Please return every line below that contains the string "expressions".

Start of MATERIAL PROVIDED

PR #590, opened 2023-02-22
added redash as an available "BI and data analytic platforms"

cameronbraid:
since redash works, its worth showing this in the docs

### DIFF
--- a/versioned_docs/version-0.1.16/rw-integration-summary.md
+++ b/versioned_docs/version-0.1.16/rw-integration-summary.md
@@ -98,7 +98,7 @@ For tools or integrations that you would like to use but are not listed in the t
 |Jupyter Notebook| |Researching <voteNotify note="jupyter" />|
 |Looker| |Researching <voteNotify note="looker" /> |
 |Metabase | |In progress <voteNotify note="metabase" />|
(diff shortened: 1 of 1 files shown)


versioned_docs/version-0.1.16/rw-integration-summary.md
```diff
@@ -98,7 +98,7 @@ For tools or integrations that you would like to use but are not listed in the t
 |Jupyter Notebook| |Researching <voteNotify note="jupyter" />|
 |Looker| |Researching <voteNotify note="looker" /> |
 |Metabase | |In progress <voteNotify note="metabase" />|
-
+|https://redash.io/ || Available |
```
hengm3467: Thanks! @cameronbraid I would like to suggest a minor change. Maybe just "Redash", to be consistent with other systems. 

The initial reason we didn't use hyperlinked names is it would make the whole page too busy with links. This may change, and if that happens, we can do a global change by adding links.

cameronbraid: sure thing

hengm3467 (approved):
@cameronbraid Thanks a lot!

PR #600, opened 2023-02-24
Document the parsing of unknown typed literal

### LINKED ISSUE #546: Document the handling of unsupported cast expressions
### Related code PR

https://github.com/risingwavelabs/risingwave/pull/7378

Unsupported cast expressions will be treated as literal expressions. We need to add a note in the topic about casting operators.

### Reference

_No response_

hengm3467:
## Info
- **Description**: 
Casting expressions that cannot be parsed will be treated as strings literally. Add a note about this approach. 

- **Preview**: 
[ Paste the preview link to the edited page here. ]

- **Related code PR**: 
https://github.com/risingwavelabs/risingwave/pull/7378

- **Related doc issue**: 
Resolves #546 

- **Notes**: 

## Before merging
</details>

### DIFF
--- a/docs/sql/data-types/data-type-casting.md
+++ b/docs/sql/data-types/data-type-casting.md
@@ -25,6 +25,14 @@ Certain data types can be cast to and from other types implicitly or explicitly.
 | **time** | ✖️ | ✖️ | ✖️ | ✖️ | ✖️ | ✖️ | ✖️ | 🟠 | ✖️ | ✖️ | ✖️ |  | 🟢 |
 | **interval** | ✖️ | ✖️ | ✖️ | ✖️ | ✖️ | ✖️ | ✖️ | 🟠 | ✖️ | ✖️ | ✖️ | 🟠 |  |
 
+
+:::note
+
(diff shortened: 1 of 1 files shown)


xiangjinwu:
Sorry for the confusion. Let me elaborate on the "user-facing" part of that PR.

Usually PRs titled "refactor" are not visible to users, and do not need a doc update.

That PR was tagged as "user-facing" maybe due to its intension to provide better user experience in a special case:
```
'2023-02-01 12:00:00'::timestamp with time zone
'2023-02-01 12:00:00+01:00'::timestamp with time zone
```

The first expression is "problematic": it refers to a different real world instant in different contexts, and we want to warn our user when they do this. The second expression is unambiguous and the preferred form.

Before that PR, we were unable to differentiate the 2 cases and would always warn the user conservatively (which is annoying). After that PR, we are smarter and only warn for the first case. This is the only "visible" change to users of the PR.

In conclusion, I do not feel this needs a dedicated doc note.

hengm3467:
@xiangjinwu Thanks for the clarification! I'm closing this PR now.

PR #1, opened 2021-02-11
Added basecase for "other" component

JanMaartenvanDoorn:
Added basecase for "other" component

### DIFF
--- a/stf/model/prediction/prediction.py
+++ b/stf/model/prediction/prediction.py
@@ -117,9 +117,9 @@ class AbstractPredictionModel(ABC):
         # rename
         basecase_forecast = basecase_forecast.rename(columns=dict(load="forecast"))
 
-        # Also make basecase for component "other". We do this to make sure the sum of
-        # the basecase of components equals the basecase of the net load
-        # (basecase of wind and pv components is zero)
+        # Also make a basecase forecast for the forecast_other component. This will make a
+        # simple basecase components forecast available and ensures that the sum of
+        # the components (other, wind and solar) is equal to the normal basecase forecast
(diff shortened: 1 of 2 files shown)


stf/model/prediction/prediction.py
```diff
@@ -116,6 +116,12 @@ def make_basecase_forecast(pj, historic_load, overwrite_delay_hours=48):
         basecase_forecast.dropna(inplace=True)
         # rename
         basecase_forecast = basecase_forecast.rename(columns=dict(load="forecast"))
+
+        # Also make basecase for component "other". We do this to make sure the sum of
+        # the basecase of components equals the basecase of the net load
+        # (basecase of wind and pv components is zero)
+        basecase_forecast['forecast_other'] = basecase_forecast['forecast']
```
bremme, line 123: Good to add a comment here! Perhaps you can rephrase this a little bit to make it more clear perhaps. What do you think about something along the line of:

```python
# Also make a basecase forecast for the forecast_other component. This will make a
# simple basecase components forecast available and ensures that the sum of 
# the components (other, wind and solar) is equal to the normal basecase forecast
```

bremme:
Looks good! Nice to see that we only need to make a very small change to have a correct medium term components forecast. I added one comment with a suggestion to rephrase your comment a bit perhaps.

bremme:
If we want to use the feature branches for the changelog it would help if you would use a more descriptive name like you actually did in the title:

* title of PR: Added basecase for "other" component
* branch name: `feature-add-basecase-for-other-component`

By doing so we could automate the changelog generation and it would look like this:

### Changelog
* Add basecase for other component -> (replace `-` with ` `, capitalize first word)

PR #2, opened 2021-02-12
Feature KTP-1547 fix load project config from package root

bremme:
This feature is only about a small required change to fix loading of the configuration. The only things that has changed to make this works is: `stf/tasks/utils/taskcontext.py`.

When we use our `ktpbase` implementation to load the configuration we needed to know the base/root path of the project. This logic has been taken out and moved to our own config repo (`icarus-forecasts`)

Furthermore (I should have switched branch, sorry for that). I made a start with the Github Actions CI/CD. But more importantly I made various fixes to the unit tests (which were/are broken). Perhaps you can mainly have a look a `test_more_train.py` since I rewrote that test. Does it still cover the same ground?

Gonna switch branch now before continuing working on other features :)


test/unit/model/test_more_train.py
```diff
@@ -53,49 +54,62 @@
...
+model, model_file = serializer.load(123, TestData.TRAINED_MODELS_FOLDER)
+model_path = TestData.TRAINED_MODELS_FOLDER / "<pid>/20191119120000/model.bin"
+
+
+def get_serializer_mock():
+    serializer_mock = MagicMock()
+    serializer_mock.load.return_value = model, model_path
+
+
+# @patch("stf.model.serializer.creator.XGBModelSerializer", get_serializer_mock())
```
JanMaartenvanDoorn, line 66: Is this commented out code functional or can we remove it?

stf/model/trainer/xgboost/xgboost.py
```diff
@@ -191,7 +192,7 @@ def better_than_old_model(self, test_data, penalty_factor=1.2):
                     ntree_limit=self.trained_model.best_ntree_limit,
                 )
             except Exception as e:
-                print("Could not get prediction from new model:", str(e)[:20])
+                self.logger.error("Could not get prediction from new model:", str(e)[:20])
                 return False
```
JanMaartenvanDoorn, line 197: Good idea to use the logger for this!

JanMaartenvanDoorn (changes requested):
Nice improvements, one question about commented out code which I think we can remove.

test/unit/model/test_more_train.py
bremme: Good point. I have already removed this on a newer branch.

bremme: To be sure, I removed the comment on this branch as well.

JanMaartenvanDoorn (approved):

PR #4, opened 2021-02-15
Feature KTP-1548 setup GitHub actions CI/CD

bremme:
I have implemented a basis CI/CD workflow using Github Actions. The following steps will be performed:

* Checkout code
* Setup Python (We can easily test with different Python versions if we want)
* Restore pip cache (speed up the whole process if dependencies have not change I think?)
* Install dependencies
* Lint code with flake8
* Test code with pytest

I have updates our `setup.cfg` file to to set a maximum complexity (10 at present) and some errors that we will ignore (for now). The following errors will be ignored:

```shell
# E501    line too long (made an issue to fix this)
# W292    no newline at end of file
# W391    blank line at end of file
# W503    line break before binary operator
# W504    line break after binary operator
```

In order to get here I had to fix many errors. Can you have a look at the following modules which had a too high complexity:

* stf.model.general -> combine_forecasts
* stf.feature_engineering.weather
* stf.tasks.utils.predictionjobloop

Futhermore I also had to change quite a bit to get the unit tests going again. The solution I came up with is the following. I added a dummy `ktpbase` package with just empty files and folders.  Futhermore I patched the logger and config manager on the ` BaseTestCase` level. So every unit test will have those things patched. Is this clear the way I implemented this or should I change something?

image


ktpbase/config/config.py
```diff
@@ -0,0 +1,2 @@
+class ConfigManager:
```
JanMaartenvanDoorn, line 1: Maybe add a comment to these files that they are nescesarry at the moment for unit tests.

setup.cfg
```diff
@@ -6,4 +6,13 @@
 max_line_length = 88
 [flake8]
 max_line_length = 88
-max_complexity = 10
\ No newline at end of file
+max_complexity = 10
+ignore = E501,W292,W391,W503,W504
+
+# E501    line too long
```
JanMaartenvanDoorn, line 12: Nicely documented!

stf/data_validation/data_validation.py
```diff
@@ -31,7 +31,7 @@ def clean(data):
     len_original = len(data)
     # TODO Look into this
     # Remove where load is NA # # df.dropna?
-    data = data.loc[np.isnan(data.iloc[:, 0]) != True, :]
+    data = data.loc[np.isnan(data.iloc[:, 0]) != True, :]   # noqa E712
```
JanMaartenvanDoorn, line 34: What does # noqa E712 mean?

stf/tasks/utils/predictionjobloop.py
```diff
@@ -12,9 +12,9 @@ def __init__(
             context,
             stop_on_exception=False,
             random_order=True,
-            on_exception=None,
-            on_successful=None,
-            on_end=None,
+            on_exception_cb=None,
```
JanMaartenvanDoorn, line 15: what does "_cb" mean?

test/utils/base.py
```diff
@@ -3,13 +3,27 @@
...
+        for patcher in self.patchers:
+            patcher.start()
+
+    def tearDown(self) -> None:
+        super().tearDown()
+        for patcher in self.patchers:
+            patcher.stop()
+
     # TODO for some reason this does not work : has not attribute addTypeEqualitty
     # def __init__(self, *args, **kwargs):
```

End of MATERIAL PROVIDED

## RESULT OF THE TASK
### LINKED ISSUE #546: Document the handling of unsupported cast expressions
Unsupported cast expressions will be treated as literal expressions. We need to add a note in the topic about casting operators.
Casting expressions that cannot be parsed will be treated as strings literally. Add a note about this approach. 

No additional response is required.